#### The task:
From the entries below, gather every line containing the string "tried".

Stored data entries
PR #11788, opened 2019-06-19
Reworded the file upload article to use unmapped fields

### LINKED ISSUE #11481: [UploadFile]: Recommend unmapped field for the file?

javiereguiluz:
This fixes #11481.

### DIFF
--- a/controller/upload_file.rst
+++ b/controller/upload_file.rst
@@ -12,14 +12,13 @@ How to Upload Files
     integrated with Doctrine ORM, MongoDB ODM, PHPCR ODM and Propel.
 
 Imagine that you have a ``Product`` entity in your application and you want to
-add a PDF brochure for each product. To do so, add a new property called ``brochure``
-in the ``Product`` entity::
+add a PDF brochure for each product. To do so, add a new property called
+``brochureFilename`` in the ``Product`` entity::
 
     // src/AppBundle/Entity/Product.php
     namespace AppBundle\Entity;
 
     use Doctrine\ORM\Mapping as ORM;
-    use Symfony\Component\Validator\Constraints as Assert;
 
     class Product
     {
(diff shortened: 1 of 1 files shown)


controller/upload_file.rst
```diff
@@ -118,25 +123,26 @@ Finally, you need to update the code of the controller that handles the form::
...
-                // $file stores the uploaded PDF file
-                /** @var Symfony\Component\HttpFoundation\File\UploadedFile $file */
-                $file = $product->getBrochure();
-
-                $fileName = $this->generateUniqueFileName().'.'.$file->guessExtension();
+                /** @var UploadedFile $brochureFile */
+                $brochureFile = $form['brochure']->getData();
+                $originalFilename = pathinfo($brochureFile->getClientOriginalName(), PATHINFO_FILENAME);
+                // this is needed to safely include the file name as part of the URL
+                $originalFilename = transliterator_transliterate('Any-Latin; Latin-ASCII; Lower()', $originalFilename);
```
OskarStark: I’ve never seen this transliterator_transliterate 😳

javiereguiluz: It's been part of PHP for a long time. I've made some improvements in the code:

```php
$input = 'Iñtërnâtiônàlizætiøn !"·$%&/()=? 😊';
$output = transliterator_transliterate('Any-Latin; Latin-ASCII; [^A-Za-z0-9_] remove; Lower()', $input);
// $output = 'internationalizaetion';
```

OskarStark (approved):

PR #11799, opened 2019-06-20
Add Symfony version to symfony new command of Symfony Installer

Mynyx:
Using the Symfony Installer without version parameter leads to an error:

```
$ ./symfony new blog



  [RuntimeException]
  The Symfony Installer is not compatible with Symfony 4.x or newer versions.
  Run this other command to install Symfony using Composer instead:
  composer create-project symfony/skeleton blog



new <directory> [<version>]
```


javiereguiluz:
Good catch, thanks @Mynyx.

PR #11801, opened 2019-06-20
Add reference for importing routes when using external formats

o-alquimista:
Currently, the [locale prefix configuration ](https://symfony.com/doc/current/routing.html#localized-routing-i18n) examples only describe how to configure routes defined with annotations, not other formats.

For example, if the user keeps route definitions in `config/routes/app/`, the file that imports those definitions and add prefixes, `config/routes/routes.yaml` must point to `app/` and define its `type: directory`.

The `directory` type is currently not mentioned in this page.

```
routes:
    resource: 'app/'
    type: directory
    prefix:
        en: ''
        pt: '/pt'
```

Should we include an example like the above too (showing how to configure the prefix), or keep only a reference to routing/external_resources? The reference only shows the `type: directory` configuration, not prefixes.

### DIFF
--- a/routing.rst
+++ b/routing.rst
@@ -290,6 +290,8 @@ with a locale. This can be done by defining a different prefix for each locale
             ;
         };
 
+If you're not defining routes with annotations - see :doc:`/routing/external_resources`.
+
 .. _routing-requirements:
 
 Adding {wildcard} Requirements


javiereguiluz:
@o-alquimista thanks for this contribution. However, after the recent revamp of routing docs, we merged the `routing/external_resources.rst` article inside the main `routing.rst` article ... so we can't add this. In any case, even the example shows only annotations ... the config is the same for any format, so we don't think we need to add an extra explanation about this (we'd add it if some format used a different config). Thanks for understanding!

PR #11815, opened 2019-06-24
remove outdated deprecation warnings

### LINKED ISSUE #11790: [Console] The env and debug deprecations were reverted
We documented some deprecations related to Console's --env and --no-debug options ... but they were reverted in https://github.com/symfony/symfony/pull/29204

Thanks @Taluu for warning about this in https://github.com/symfony/symfony-docs/issues/11787#issuecomment-503494786

xabbuh:
fixes #11790

### DIFF
--- a/configuration.rst
+++ b/configuration.rst
@@ -325,11 +325,6 @@ can override it for commands by setting the ``APP_ENV`` value before running the
     # Ignore the .env file and run this command in production
     $ APP_ENV=prod php bin/console command_name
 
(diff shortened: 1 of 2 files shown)


OskarStark (approved):

javiereguiluz:
I like the idea of not even mentioning the `--env` and `--no-debug` options. They are not deprecated, but we don't want people to use them (unless they discover them somehow and consciously want to use them). Thanks.

PR #11817, opened 2019-06-24
[BrowserKit] Document the integration with HttpClient

javiereguiluz:


components/browser_kit.rst
```diff
@@ -279,6 +280,42 @@ also delete all the cookies::
...
+    use Symfony\Component\HttpClient\BrowserClient;
+    use Symfony\Component\HttpClient\HttpClient;
+
+    $browser = new BrowserClient(HttpClient::create());
+
+You can now use any of the methods shown in this article to extract information,
+click links, submit forms, etc. This means that you no longer need to use a
+dedicated web crawler or scraper such as `Goutte`_::
+
+    // ...
```
OskarStark: This could be removed

OskarStark (approved):

components/browser_kit.rst
```diff
@@ -279,6 +280,42 @@ also delete all the cookies::
...
+So far, all the examples in this article have assumed that you are making
+internal requests to your own application. However, you can run the exact same
+examples when making HTTP requests to external web sites and applications.
+
+First, install and configure the :doc:`HttpClient component </components/http_client>`.
+Then, use the :class:`Symfony\\Component\\HttpClient\\BrowserClient` to create
+the client that will make the external HTTP requests::
+
+    use Symfony\Component\HttpClient\BrowserClient;
+    use Symfony\Component\HttpClient\HttpClient;
```
mmarton: What is BrowserClient?
I can't find the class in the http-client component.
Isn't it
```php
use Symfony\Component\BrowserKit\HttpBrowser;
...
$browser = new HttpBrowser();
```

javiereguiluz: You are right! That's the class: https://github.com/symfony/symfony/blob/4.4/src/Symfony/Component/BrowserKit/HttpBrowser.php

I've fixed the example. Thanks!

PR #11825, opened 2019-06-25
[Logger] [Processor] additional info on processor

noniagriconomie:
Hi,

I was reading doc around log/monolog and testing some features (processor here).
I think this is an addition to have in the doc.

Edit : 
I also have a question, I can see that monolog, which is the main php logger lib, is not "actively maintained", maybe the maintainer(s) are busy on other projects which is normal

Question is: do you think it can be included as it is as a symfony component ? so that it can get more visibility/documentation and so community maintainers

just asking like that :)

### DIFF
--- a/logging/processors.rst
+++ b/logging/processors.rst
@@ -1,9 +1,9 @@
 How to Add extra Data to Log Messages via a Processor
 =====================================================
 
-Monolog allows you to process the record before logging it to add some
-extra data. A processor can be applied for the whole handler stack or
-only for a specific handler.
+Monolog allows you to process every record before logging it by adding some
+extra data. This is the role of a processor, which can be applied for the whole
+handler stack or only for a specific handler or channel.
 
 A processor is a callable receiving the record as its first argument.
 Processors are configured using the ``monolog.processor`` DIC tag. See the
@@ -30,6 +30,8 @@ using a processor::
             $this->session = $session;
         }
 
+        // This method is called for each log record and process it.
+        // Keep it optimized process, to not introduce any overhead.
         public function __invoke(array $record)
         {
             if (!$this->session->isStarted()) {
@@ -184,6 +186,9 @@ Symfony's MonologBridge provides processors that can be registered inside your a
     The ``RouteProcessor`` and the ``ConsoleCommandProcessor`` were introduced
     in Symfony 4.3.
 
+Monolog_ also have built in processors ready to use inside your application.
+Read the librairy documentation to learn more.
+
 Registering Processors per Handler
 ----------------------------------
 
@@ -271,3 +276,5 @@ the ``monolog.processor`` tag:
         $container
             ->register(SessionRequestProcessor::class)
             ->addTag('monolog.processor', ['channel' => 'main']);
+
+.. _Monolog: https://github.com/Seldaek/monolog


logging/processors.rst
```diff
@@ -46,6 +46,11 @@ using a processor::
         }
     }
 
+.. note::
+
+    As every log record is process by all registred processors, you must be very careful when you create one processor.
+    It has to be an optimized process, to not introduce any overhead.
```
weaverryan: We always “challenge” notes like this :). We’ve found that, over the years, more and more edge cause notes tend to be added, which started to make articles less and less readable. 

Making it obvious (ideally via code blocks, but that’s less important) that a processor will be called once for *every* log record is probably a nice thing to mention. Going further to warn that you need to keep them “light” I think adds a bit too much.

My ideal situation would be to remove this note and, if needed, add something to a code block in this section (even a comment in code) that a processor is called once per log entry.

logging/processors.rst
```diff
@@ -1,9 +1,9 @@
 How to Add extra Data to Log Messages via a Processor
 =====================================================
 
-Monolog allows you to process the record before logging it to add some
-extra data. A processor can be applied for the whole handler stack or
-only for a specific handler.
+Monolog allows you to process every record before logging it by adding some
+extra data. This is the role of a processor, which can be applied for the whole
+handler stack or only for a specific handler or channel.
```
weaverryan: +1

logging/processors.rst
```diff
@@ -184,6 +189,8 @@ Symfony's MonologBridge provides processors that can be registered inside your a
     The ``RouteProcessor`` and the ``ConsoleCommandProcessor`` were introduced
     in Symfony 4.3.
 
+Note that Monolog have also some built in processors ready to use.
```
weaverryan: Hmm. This IS a nice thing to know, especially if there are some useful ones. But, how can I find them? If there an easy place to link to to show what processors are available, a link would be awesome.

weaverryan (changes requested):
There’s some good stuff here :).

About your question: Monolog is still maintained, but yea, Jordi (the main maintainer is quite busy). It *is* a library that we “sorta” consider a responsibility of Symfony and we do discuss keeping it maintained. I don’t think there are plans to bring it into Symfony, but we should make sure it’s getting the attention it needs.

What made you think it was abandoned? Just lack of activity?

noniagriconomie:
@weaverryan Thank for your reply

> What made you think it was abandoned? Just lack of activity?

I did not write `abandoned` but `actively maintained`
yes indeed, lack of activity in the review/merge IMO (cf https://github.com/Seldaek/monolog/pulse)

Just wanted to ask while opening this PR

I will address your review soon :)

logging/processors.rst
noniagriconomie: Understood, will add a code comment in a processor mentionning this idea

logging/processors.rst
noniagriconomie: Ok i will update and point to the github processors part of the repo of monolog
Should i point a specific version or master is ok ?

noniagriconomie:
hi @weaverryan 

PR is updated accordingly, ready for review :)

noniagriconomie:
friendly ping @weaverryan

OskarStark (approved):
Thank you

OskarStark:
@noniagriconomie could you please rebase your PR, apply the comments and give me a ping?

noniagriconomie:
@OskarStark ping, here you are :)
thank you

javiereguiluz:
Thanks Antoine. This is merged now!

PR #11827, opened 2019-06-26
[Messenger] doc bloc moved

noniagriconomie:
I think moving a bit this bloc about `HandleTrait` is better for readability
Feel free to close the PR if not :)


messenger/handler_results.rst
```diff
@@ -36,7 +31,12 @@ buses are central pieces of the application. Read Martin Fowler's
 As queries are usually synchronous and expected to be handled once,
 getting the result from the handler is a common need.
 
-To avoid boilerplate code, you can leverage the ``HandleTrait`` in any class
+A :class:`Symfony\\Component\\Messenger\\HandleTrait` exists in order to ease
+leveraging a Messenger bus for this synchronous needs.
+The :method:`Symfony\\Component\\Messenger\\HandleTrait::handle` method ensures
+there is exactly one handler registered and returns its result.
```
weaverryan: ... exists to make it easier to get the result of the handler when processing asynchronously. It also em Aires exactly one handler is registered. The HandleTrait can be used in any class that has a messageBus property:

Let’s use this (and then no text needed below - go straight to code)

weaverryan (commented):
I added a recommended re-wording (since we’re already moving this text). But yes, I think it makes more sense to talk about this down here where we actually show it in code.

weaverryan:
Status: needs work

messenger/handler_results.rst
noniagriconomie: @weaverryan sorry i do not understand your comment

is it the rewording sentence you propose?
Maybe can you do it? i only wanted to point that this part is more usefull at another place of the doc :)

thank you

noniagriconomie:
@@weaverryan friendly ping, can you check https://github.com/symfony/symfony-docs/pull/11827#discussion_r300260979? thx

messenger/handler_results.rst
weaverryan: Wow, sorry - my comment was very unclear - reviewing from my phone :/. I just edited my comment. What I was thinking (and it’s already close now) is, starting with the word “exists”, to replace the rest with my text above. Then, the next thing after the text would be the code itself.

Moving the text I think makes sense. So now I just want to reword this section.

javiereguiluz:
@noniagriconomie thanks for this contribution! I tried to merge it, but our private merging tool showed some conflicts ... and sent some change to your pull request (that's why you see all those modified files ... which were sent accidentally by me via this merging tool).

I created #12260 to replace this and I tried to cherry-pick your commit, but I saw the same conflict messages, so at the end I recreated the changes myself. I'm sorry!

noniagriconomie:
@javiereguiluz understood 👍

Issue #13787, opened 2020-06-09
Provides a way to override cache and log folders from the ENV


fabpot:
| Q            | A
| ------------ | ---
| Feature PR   | symfony/symfony#37114
| PR author(s) | @Plopix
| Merged in    | 5.2-dev

Plopix:
I can help here if someone points where you would like to add this quick documentation.

javiereguiluz:
@Plopix thanks! I think the best place would be in `configuration/override_dir_structure.rst` showing this as another option to override both cache and log dirs.

javiereguiluz:
Fixed in #13819.

PR #13819, opened 2020-06-11
Provides a way to override cache and log folders from the ENV

Plopix:
Related to this new feature https://github.com/symfony/symfony/pull/37114.

But I wonder if we have not oversimplified this PR: https://github.com/symfony/symfony/pull/37114

Actually doing the documentation https://github.com/symfony/symfony-docs/issues/13787 I figured that with #37114 we removed the important split per `env`.

In development mode (docker or not) we could definitely have the same project working in N Symfony different environments and this new `APP_CACHE_DIR` will only set the same path for all environments.

That would be manageable in the Virtualhost but in CLI that would be a pain to manage.
Also, we could rely on the DotEnv mechanism, but that could be really easy to forget.

I wonder if we should not change the code to: https://github.com/symfony/symfony/pull/37232

Depending on the decisions I will update the doc here.

### DIFF
--- a/configuration/override_dir_structure.rst
+++ b/configuration/override_dir_structure.rst
@@ -41,8 +41,8 @@ at your project root directory.
 Override the Cache Directory
 ----------------------------
 
-You can change the default cache directory by overriding the ``getCacheDir()``
-method in the ``Kernel`` class of your application::
+Changing the cache directory can be achieved by overriding the
+``getCacheDir()`` method in the ``Kernel`` class of your application::
 
     // src/Kernel.php
 
@@ -61,6 +61,9 @@ In this code, ``$this->environment`` is the current environment (i.e. ``dev``).
 In this case you have changed the location of the cache directory to
 ``var/{environment}/cache/``.
 
+This can also be achieved using a predefined environment variable named
+``APP_CACHE_DIR``. Its value must be the full path of the cache folder.
+
 .. caution::
 
     You should keep the cache directory different for each environment,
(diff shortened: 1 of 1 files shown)


configuration/override_dir_structure.rst
```diff
@@ -61,20 +63,28 @@ In this code, ``$this->environment`` is the current environment (i.e. ``dev``).
...
+named ``APP_CACHE_DIR``. Its value must be the full path of the cache folder.
+
 .. caution::
 
     You should keep the cache directory different for each environment,
     otherwise some unexpected behavior may happen. Each environment generates
     its own cached configuration files, and so each needs its own directory to
     store those cache files.
 
+    When using ``APP_CACHE_DIR`` variable be sure you setup the
```
javiereguiluz, line 76: Now that #37232 is merged, I guess we can remove this paragraph.

configuration/override_dir_structure.rst
```diff
@@ -41,8 +41,10 @@ at your project root directory.
 Override the Cache Directory
 ----------------------------
 
-You can change the default cache directory by overriding the ``getCacheDir()``
-method in the ``Kernel`` class of your application::
+You have 2 ways to change the cache directory.
```
xabbuh, line 44: Maybe we should remove this sentence. Counting the number of alternatives is something that quickly gets out of sync when we add a new alternative or remove an existing one.

configuration/override_dir_structure.rst
Plopix: yes depending on the decision I was ready to update ;) done!

configuration/override_dir_structure.rst
Plopix: changed it, let me know

xabbuh (approved):

javiereguiluz:
Thank you Sébastien.

PR #13820, opened 2020-06-11
Update voters.rst

atailouloute:


javiereguiluz:
Good catch, thanks Ahmed.

PR #13824, opened 2020-06-12
Improve the Best Practice about forms with multiple buttons

### LINKED ISSUE #13563: [Form][Best practices] Inconsistent recommendation for buttons
Recently back in Symfony development since a 2 major versions hiatus, I've read the [Best Practices section](https://symfony.com/doc/current/best_practices.html#add-form-buttons-in-templates) where I've  stumbled on this paragraph:
> Instead of adding buttons in form classes or the controllers, it's recommended to add buttons in the templates. 

So, I've started doing that until a couple days where I needed a form with multiple submit buttons and detect which one submitted the form.
`$form->getClickedButton()` giving me only `null` value, I've started looking if there was a How to that documents this and I found it: [How to Submit a Form with Multiple Buttons](https://symfony.com/doc/current/form/multiple_buttons.html).
On that page the form is created with 2 SubmitType and only when doing it you get something out of `$form->getClickedButton()`.

Every other SO thread or tutorial on the subject creates the buttons with the formBuilder.

Is there a way to detect which button submitted a form without creating them in a form object?
If yes, shouldn't that page mention it as it's more in line with the Best Practices?
If no, can we work on adding it or mention it on the Best Practices paragraph that some functionalities might not work when creating buttons in the template?

javiereguiluz:
Fixes #13563.

### DIFF
--- a/best_practices.rst
+++ b/best_practices.rst
@@ -299,6 +299,10 @@ to add buttons in the templates. This also improves the separation of concerns,
 because the button styling (CSS class and other attributes) is defined in the
 template instead of in a PHP class.
 
+However, if you create a :doc:`form with multiple submit buttons </form/multiple_buttons>`
+you should define them in the controller instead of the template. Otherwise, you
+won't be able to check which button was clicked when handling the form in the controller.
+
 Define Validation Constraints on the Underlying Object
 ~~~~~~~~~~~~~~~~~~~~~~~~~~~~~~~~~~~~~~~~~~~~~~~~~~~~~~
 


best_practices.rst
```diff
@@ -299,6 +299,10 @@ to add buttons in the templates. This also improves the separation of concerns,
 because the button styling (CSS class and other attributes) is defined in the
 template instead of in a PHP class.
 
+However, if you create a :doc:`form with multiple submit forms </form/multiple_buttons>`
```
xabbuh, line 302: "submit forms" -> "submit buttons"?

best_practices.rst
```diff
@@ -299,6 +299,10 @@ to add buttons in the templates. This also improves the separation of concerns,
...
+you should define them in the form class instead of the template. Otherwise, you
```
xabbuh, line 303: I would actually rather recommend to add them in the controller. That's the place where you know that you want to check for which button was clicked and you don't prevent your form type from being embedded somewhere else.

xabbuh (approved):

PR #13833, opened 2020-06-12
Update expressions.rst

atailouloute:


javiereguiluz:
Oh! We forgot about this one in the recent renaming! Thanks for taking care of it.

PR #13835, opened 2020-06-13
use getRoleNames in Symfony 5.0 instead of getRoles()

zairigimad:
use getRoleNames in Symfony 5.0 instead of getRoles()


atailouloute (approved):

javiereguiluz:
Another nice fix! Thanks @zairigimad

PR #13837, opened 2020-06-14
Add compatible type-hinting

Dispositif:
Declaration must be compatible with NormalizerInterface


javiereguiluz:
@Dispositif thanks! We merged this in 5.0 (and all the other upper branches) because bugs are fixed in "the oldest maintained branch that contains the bug". Here's the list of maintained branches: https://symfony.com/releases

PR #13838, opened 2020-06-14
Added a caution about encoding DSN credentials

nspyke:
Refer to issue https://github.com/symfony/symfony/issues/36669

#### Problem solution:
@noniagriconomie thanks for this contribution! I tried to merge it, but our private merging tool showed some conflicts ... and sent some change to your pull request (that's why you see all those modified files ... which were sent accidentally by me via this merging tool).
I created #12260 to replace this and I tried to cherry-pick your commit, but I saw the same conflict messages, so at the end I recreated the changes myself. I'm sorry!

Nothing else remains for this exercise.